OTAN: LES LEÇONS OUBLIÉES DE L’HISTOIRE N’ÉCLAIRENT QUE LES ESPRITS DÉJÀ ÉCLAIRÉS
L’OTAN, créée en 1949 était une nécessité dans le contexte de la guerre froide. L’erreur cardinale des USA, parmi de nombreuses autres erreurs, a été de ne pas comprendre que l’effondrement du système soviétique avait pour conséquence un basculement du monde. De ne pas comprendre que la Russie d’après n’était plus la Russie d’avant!
A cet égard, il est plus que pertinent de relire George Kennan, notamment. Il n’a jamais cessé de prévenir et d’alerter au sujet de l’OTAN de l’après guerre froide. Mais il ne fut pas le seul, et de loin.
– George Kennan, donc, sans doute le plus grand stratège de politique étrangère des États-Unis, l’architecte de la stratégie américaine et théoricien de la doctrine du “containment” durant la guerre froide, déclara “La ratification par le Sénat de la première vague d’expansion de l’OTAN pourrait avoir les incidences suivantes. Je pense que c’est le début d’une nouvelle guerre froide, les Russes réagiront de façon assez négative et cela aura une incidence sur leurs politiques. Je pense que c’est une erreur tragique. Il n’y avait aucune raison à cela. Personne ne menaçait qui que ce soit “.
– John Mearsheimer, l’un des principaux experts en géopolitique aux États-Unis aujourd’hui, précisait déjà en 2015 : “L’Occident mène l’Ukraine sur la voie de l’onagre et le résultat final est que l’Ukraine va faire naufrage […] Ce que nous faisons, c’est en fait encourager ce résultat.”
– Henry Kissinger, considéré comme une rock-star par la jeunesse chinoise, a averti en 2014, que « pour la Russie, l’Ukraine ne peut jamais être un simple pays étranger » et que l’Occident a donc besoin d’une politique visant à la « réconciliation ». Il était également catégorique sur le fait que « l’Ukraine ne devrait pas rejoindre l’OTAN ».
– Strobe Talbott, ex-secrétaire d’état adjoint, a également décrit l’attitude russe. “De nombreux Russes voient l’OTAN comme un vestige de la guerre froide, qui est intrinsèquement dirigée contre leur pays. Ils soulignent qu’ils ont démantelé le Pacte de Varsovie, leur alliance militaire, et demandent pourquoi l’Occident ne devrait pas faire de même.”

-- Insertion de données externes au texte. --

PR #8192, opened 2024-07-10
NC | NSFS | Stop Setting `system_owner` in Bucket Config

### LINKED ISSUE #7793: NSFS | NC | CLI | Remove system owner from bucket config files and bucket schema
### Environment info
- NooBaa Version: master
- Platform: NC

### Actual behavior
The system owner is a bucket property, kept on the bucket level and a part of the bucket schema.

### Expected behavior
1. The system owner is not a bucket property, and therefore it should not be kept on the bucket config file. We should consider having a system owner kept on system.json if needed. The system owner is often needed as a "root" account to be able to get access across the system. 
2. Keep attention that on bucketspace_fs.js -  read_bucket_sdk_info() we will need to "load" a system owner but not from the bucket config file.

shirady:
### Explain the changes
1. Remove the property `system_owner` as required property in `nsfs_bucket_schema`.
2. On the newly created bucket, do not set the `system_owner` value (on `manage_nsfs` and `bucketspace_fs`).
3. Remove the `system_owner` (with the value of the account name) from the current docs in NC NSFS.
4. Update unit test tests and remove the property `system_owner`.
5. Add the function `modify_bucket_on_read` in class `ConfigFS`, and use it from `get_bucket_by_name` and inside the bucket list in noobaa-cli.

### Issues: Fixed #7793 [BZ 2280212](https://bugzilla.redhat.com/show_bug.cgi?id=2280212)
1. Currently, in the NC NSFS bucket config the `system_owner` is the account name, and therefore bucket policies can't limit a bucket owner's access to buckets that he created.

#### Unit Tests:
Please run:
1. `sudo NC_CORETEST=true node --trace-warnings ./node_modules/mocha/bin/mocha ./src/test/unit_tests/test_s3_bucket_policy.js` (for NC environment, currently you will 3 failing tests - not related to this PR)
3. `make CONTAINER_PLATFORM=linux/arm64 run-single-test testname=test_s3_bucket_policy.js` (for Containerized environment)
Note: I have MacOS M1 so I need to add the flag `CONTAINER_PLATFORM=linux/arm64`.
4. `npx jest test_nc_nsfs_bucket_schema_validation.test.js`
6. `sudo node ./node_modules/.bin/_mocha src/test/unit_tests/test_nc_nsfs_cli.js`
7. `npx jest test_config_fs.test.js`

#### Manual Tests:
(1) On new buckets:
1. First, create the `FS_ROOT` and a directory for a `new_buckets_path`: `mkdir -p /tmp/nsfs_root1/` and give permissions `chmod 777 /tmp/nsfs_root1/`.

– Jack F. Matlock Jr., ambassadeur des États-Unis en Union soviétique de 1987 à 1991, a déclaré en 1997 que “l’expansion de l’OTAN était l’erreur stratégique la plus profonde qui puisse se concevoir, encourageant une chaîne d’événements qui pourrait produire la menace la plus grave pour la sécurité depuis l’effondrement de l’Union soviétique ».
– Le secrétaire à la Défense de Clinton, William Perry, explique dans ses mémoires que pour lui, l’élargissement de l’OTAN est la cause de « la rupture des relations avec la Russie » et qu’en 1996, il s’y opposait tellement que « sous la force de ma conviction, j’ai envisagé de démissionner ».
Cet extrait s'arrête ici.